- THE TASK
Once the data has been read, print it back in full, exactly.

- RAW DATA
PR #668, opened 2017-01-17
Bonnie 273 patient history test

alexanderelliott121:
Adds a test to ensure that newly created patients have no history.

### DIFF
--- a/test/functional/patients_controller_test.rb
+++ b/test/functional/patients_controller_test.rb
@@ -55,8 +55,11 @@ include Devise::TestHelpers
     assert_equal 2, r.source_data_criteria.length
     assert_equal 'EncounterPerformedPsychVisitDiagnosticEvaluation', r.source_data_criteria[0]["id"]
     assert_equal 1, r.encounters.length
-    assert_equal "pass", r.calc_results[0]['status'], "Checking that calc_status worked."
+    assert_equal [{"measure_id"=>"E35791DF-5B25-41BB-B260-673337BC44A8", "population_index"=>"0", "IPP"=>"1", "DENOM"=>"0", "NUMER"=>"0", "status"=>"pass"}], r.calc_results, "Checking that calc_status worked."
     assert_equal false, r.has_measure_history
+    assert_equal false, r.results_exceed_storage
+    assert_equal nil, r.condensed_calc_results
+    assert_equal 128, r.results_size
     assert_equal nil, UploadSummary::PopulationSetSummary.first
     json = JSON.parse(response.body)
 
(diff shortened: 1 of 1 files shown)


test/functional/patients_controller_test.rb
```diff
@@ -56,6 +56,8 @@ class PatientsControllerTest  < ActionController::TestCase
     assert_equal 'EncounterPerformedPsychVisitDiagnosticEvaluation', r.source_data_criteria[0]["id"]
     assert_equal 1, r.encounters.length
     assert_equal "pass", r.calc_results[0]['status'], "Checking that calc_status worked."
```
edeyoung: this line only looks at the `calc_results` status. Can you also check the values for each population?

test/functional/patients_controller_test.rb
```diff
@@ -56,6 +56,8 @@ class PatientsControllerTest  < ActionController::TestCase
...
+    assert_equal false, r.has_measure_history
+    assert_equal nil, UploadSummary::PopulationSetSummary.first
```
edeyoung: I'm unclear on why this assertion belongs here. Can you explain?

edeyoung: These are all the new fields added for measure history:

```
  field :calc_results, type: Array, default: []
  field :has_measure_history, type: Boolean, default: false # has the record gone through an update to the measure
  field :results_exceed_storage, type: Boolean, default: false # True when the size of calc_results > 12000000
  field :condensed_calc_results, type: Array
  field :results_size, type: Integer
```

Can you check that each exists and has the appropriate value?

edeyoung (changes requested):

test/functional/patients_controller_test.rb
alexanderelliott121: Fields have been added

alexanderelliott121: My original thought was that the PopulationSetSummary contained patient upload history.
Its inclusion is an error.

test/functional/patients_controller_test.rb
```diff
@@ -55,7 +55,12 @@ class PatientsControllerTest  < ActionController::TestCase
     assert_equal 2, r.source_data_criteria.length
     assert_equal 'EncounterPerformedPsychVisitDiagnosticEvaluation', r.source_data_criteria[0]["id"]
     assert_equal 1, r.encounters.length
-    assert_equal "pass", r.calc_results[0]['status'], "Checking that calc_status worked."
+    assert_equal [{"measure_id"=>"E35791DF-5B25-41BB-B260-673337BC44A8", "population_index"=>"0", "IPP"=>"1", "DENOM"=>"0", "NUMER"=>"0", "status"=>"pass"}], r.calc_results, "Checking that calc_status worked."
+    assert_equal false, r.has_measure_history
+    assert_equal false, r.results_exceed_storage
+    assert_equal nil, r.condensed_calc_results
+    assert_equal 128, r.results_size
+    assert_equal nil, UploadSummary::PopulationSetSummary.first
```
edeyoung: should this be more like `UploadSummary::PopulationSetSummary.where(...)` and we give it the appropriate info to find the patient?

Or, if you're comfortable that we know that state (that it's basically an empty DB with no measure uploaded/updated that have patients associated with them), can you add a comment noting that?

Other than this, this PR looks good! once this gets updated I'll pull it in!

edeyoung (approved):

- EXERCISE RESPONSE
PR #668, opened 2017-01-17
Bonnie 273 patient history test

alexanderelliott121:
Adds a test to ensure that newly created patients have no history.

### DIFF
--- a/test/functional/patients_controller_test.rb
+++ b/test/functional/patients_controller_test.rb
@@ -55,8 +55,11 @@ include Devise::TestHelpers
     assert_equal 2, r.source_data_criteria.length
     assert_equal 'EncounterPerformedPsychVisitDiagnosticEvaluation', r.source_data_criteria[0]["id"]
     assert_equal 1, r.encounters.length
-    assert_equal "pass", r.calc_results[0]['status'], "Checking that calc_status worked."
+    assert_equal [{"measure_id"=>"E35791DF-5B25-41BB-B260-673337BC44A8", "population_index"=>"0", "IPP"=>"1", "DENOM"=>"0", "NUMER"=>"0", "status"=>"pass"}], r.calc_results, "Checking that calc_status worked."
     assert_equal false, r.has_measure_history
+    assert_equal false, r.results_exceed_storage
+    assert_equal nil, r.condensed_calc_results
+    assert_equal 128, r.results_size
     assert_equal nil, UploadSummary::PopulationSetSummary.first
     json = JSON.parse(response.body)
 
(diff shortened: 1 of 1 files shown)


test/functional/patients_controller_test.rb
```diff
@@ -56,6 +56,8 @@ class PatientsControllerTest  < ActionController::TestCase
     assert_equal 'EncounterPerformedPsychVisitDiagnosticEvaluation', r.source_data_criteria[0]["id"]
     assert_equal 1, r.encounters.length
     assert_equal "pass", r.calc_results[0]['status'], "Checking that calc_status worked."
```
edeyoung: this line only looks at the `calc_results` status. Can you also check the values for each population?

test/functional/patients_controller_test.rb
```diff
@@ -56,6 +56,8 @@ class PatientsControllerTest  < ActionController::TestCase
...
+    assert_equal false, r.has_measure_history
+    assert_equal nil, UploadSummary::PopulationSetSummary.first
```
edeyoung: I'm unclear on why this assertion belongs here. Can you explain?

edeyoung: These are all the new fields added for measure history:

```
  field :calc_results, type: Array, default: []
  field :has_measure_history, type: Boolean, default: false # has the record gone through an update to the measure
  field :results_exceed_storage, type: Boolean, default: false # True when the size of calc_results > 12000000
  field :condensed_calc_results, type: Array
  field :results_size, type: Integer
```

Can you check that each exists and has the appropriate value?

edeyoung (changes requested):

test/functional/patients_controller_test.rb
alexanderelliott121: Fields have been added

alexanderelliott121: My original thought was that the PopulationSetSummary contained patient upload history.
Its inclusion is an error.

test/functional/patients_controller_test.rb
```diff
@@ -55,7 +55,12 @@ class PatientsControllerTest  < ActionController::TestCase
     assert_equal 2, r.source_data_criteria.length
     assert_equal 'EncounterPerformedPsychVisitDiagnosticEvaluation', r.source_data_criteria[0]["id"]
     assert_equal 1, r.encounters.length
-    assert_equal "pass", r.calc_results[0]['status'], "Checking that calc_status worked."
+    assert_equal [{"measure_id"=>"E35791DF-5B25-41BB-B260-673337BC44A8", "population_index"=>"0", "IPP"=>"1", "DENOM"=>"0", "NUMER"=>"0", "status"=>"pass"}], r.calc_results, "Checking that calc_status worked."
+    assert_equal false, r.has_measure_history
+    assert_equal false, r.results_exceed_storage
+    assert_equal nil, r.condensed_calc_results
+    assert_equal 128, r.results_size
+    assert_equal nil, UploadSummary::PopulationSetSummary.first
```
edeyoung: should this be more like `UploadSummary::PopulationSetSummary.where(...)` and we give it the appropriate info to find the patient?

Or, if you're comfortable that we know that state (that it's basically an empty DB with no measure uploaded/updated that have patients associated with them), can you add a comment noting that?

Other than this, this PR looks good! once this gets updated I'll pull it in!

edeyoung (approved):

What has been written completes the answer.